Could you print exactly the lines of the listing below, starting at the line that has "Moved from a" and ending at the line that has "rushtong, line 42: I", and only those lines?

SOURCE MATERIAL:
◇ ◇ ◇ ◇ ◇ ◇ ◇

PR #232, opened 2019-08-08
Btrx 599 dgil Reimplement BSP Sync

dags:
## Addresses
https://broadinstitute.atlassian.net/browse/BTRX-599

## Changes
Moved from a "pull" approach to a "push" one. A Broad's internal cron job gets data from BSP service and post it to ORSP in Cloud. 

## Testing

---


grails-app/controllers/org/broadinstitute/orsp/webservice/SampleCollectionController.groovy
```diff
@@ -0,0 +1,87 @@
...
+import groovy.util.logging.Slf4j
+import org.broadinstitute.orsp.SampleCollection
+import org.springframework.web.multipart.MultipartFile
+
+import groovyx.net.http.HttpBuilder
+import org.broadinstitute.orsp.webservice.BspCollection
+
+@Slf4j
+@Resource(readOnly = false, formats = ['JSON', 'CSV'])
+class SampleCollectionController {
```
rushtong: My concern about this is that it is unauthenticated and therefore open to hacking. Since this is open source, it will be easy for anyone to POST to this API any kind of random data.

rushtong (changes requested):
Code looks good. We need some kind of auth scheme for this approach, however.

grails-app/controllers/org/broadinstitute/orsp/webservice/SampleCollectionController.groovy
dags: Yes, I agree. I am looking to decide which approach to use.

grails-app/controllers/org/broadinstitute/orsp/webservice/SampleCollectionController.groovy
```diff
@@ -0,0 +1,92 @@
...
+     * from a cron job running in Broad's internal network, 
+     * finds out new sample collection (not in ORSP db)
+     * and save it on ORSP db.
+     *
+     * @return List of added sample collections
+     */
+    def save() {
+
+        if (sampleCollectionConfiguration.token != request.getHeader('TOKEN')) {
+            log.info("Unauthorized BSP Sync request at: ${new Date().getDateTimeString()}")
```
rushtong, line 42: I think we should be logging all requests for safety, and log as much of the request as possible in the failure case. We will need to follow up on those and will need as much info as possible to diagnose the offending requestor.

rushtong (approved):
One request for additional logging, then 👍

vvicario (approved):

PR #236, opened 2019-08-13
BTRX - 756 - Bug Fixing

LeoForconesi:
## Addresses
[BTRX-756](https://broadinstitute.atlassian.net/browse/BTRX-756): ORSP: Bug Fixing for BTRX-733

## Changes
- Spinner in new sample data cohort
- Spinner in add existing sample data cohort
- UI and styles fixing
- Aprove / Reject buttons in Pending status SDC. For some old projects their status might be null, 

## Testing
-  Spinners for Add New Sample/Data Cohort, and Add Existing Sample/Data Cohort, shoul be visible when they are submitted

◇ ◇ ◇ ◇ ◇ ◇ ◇

WORKED SOLUTION:
Moved from a "pull" approach to a "push" one. A Broad's internal cron job gets data from BSP service and post it to ORSP in Cloud. 

## Testing

---


grails-app/controllers/org/broadinstitute/orsp/webservice/SampleCollectionController.groovy
```diff
@@ -0,0 +1,87 @@
...
+import groovy.util.logging.Slf4j
+import org.broadinstitute.orsp.SampleCollection
+import org.springframework.web.multipart.MultipartFile
+
+import groovyx.net.http.HttpBuilder
+import org.broadinstitute.orsp.webservice.BspCollection
+
+@Slf4j
+@Resource(readOnly = false, formats = ['JSON', 'CSV'])
+class SampleCollectionController {
```
rushtong: My concern about this is that it is unauthenticated and therefore open to hacking. Since this is open source, it will be easy for anyone to POST to this API any kind of random data.

rushtong (changes requested):
Code looks good. We need some kind of auth scheme for this approach, however.

grails-app/controllers/org/broadinstitute/orsp/webservice/SampleCollectionController.groovy
dags: Yes, I agree. I am looking to decide which approach to use.

grails-app/controllers/org/broadinstitute/orsp/webservice/SampleCollectionController.groovy
```diff
@@ -0,0 +1,92 @@
...
+     * from a cron job running in Broad's internal network, 
+     * finds out new sample collection (not in ORSP db)
+     * and save it on ORSP db.
+     *
+     * @return List of added sample collections
+     */
+    def save() {
+
+        if (sampleCollectionConfiguration.token != request.getHeader('TOKEN')) {
+            log.info("Unauthorized BSP Sync request at: ${new Date().getDateTimeString()}")
```
rushtong, line 42: I think we should be logging all requests for safety, and log as much of the request as possible in the failure case. We will need to follow up on those and will need as much info as possible to diagnose the offending requestor.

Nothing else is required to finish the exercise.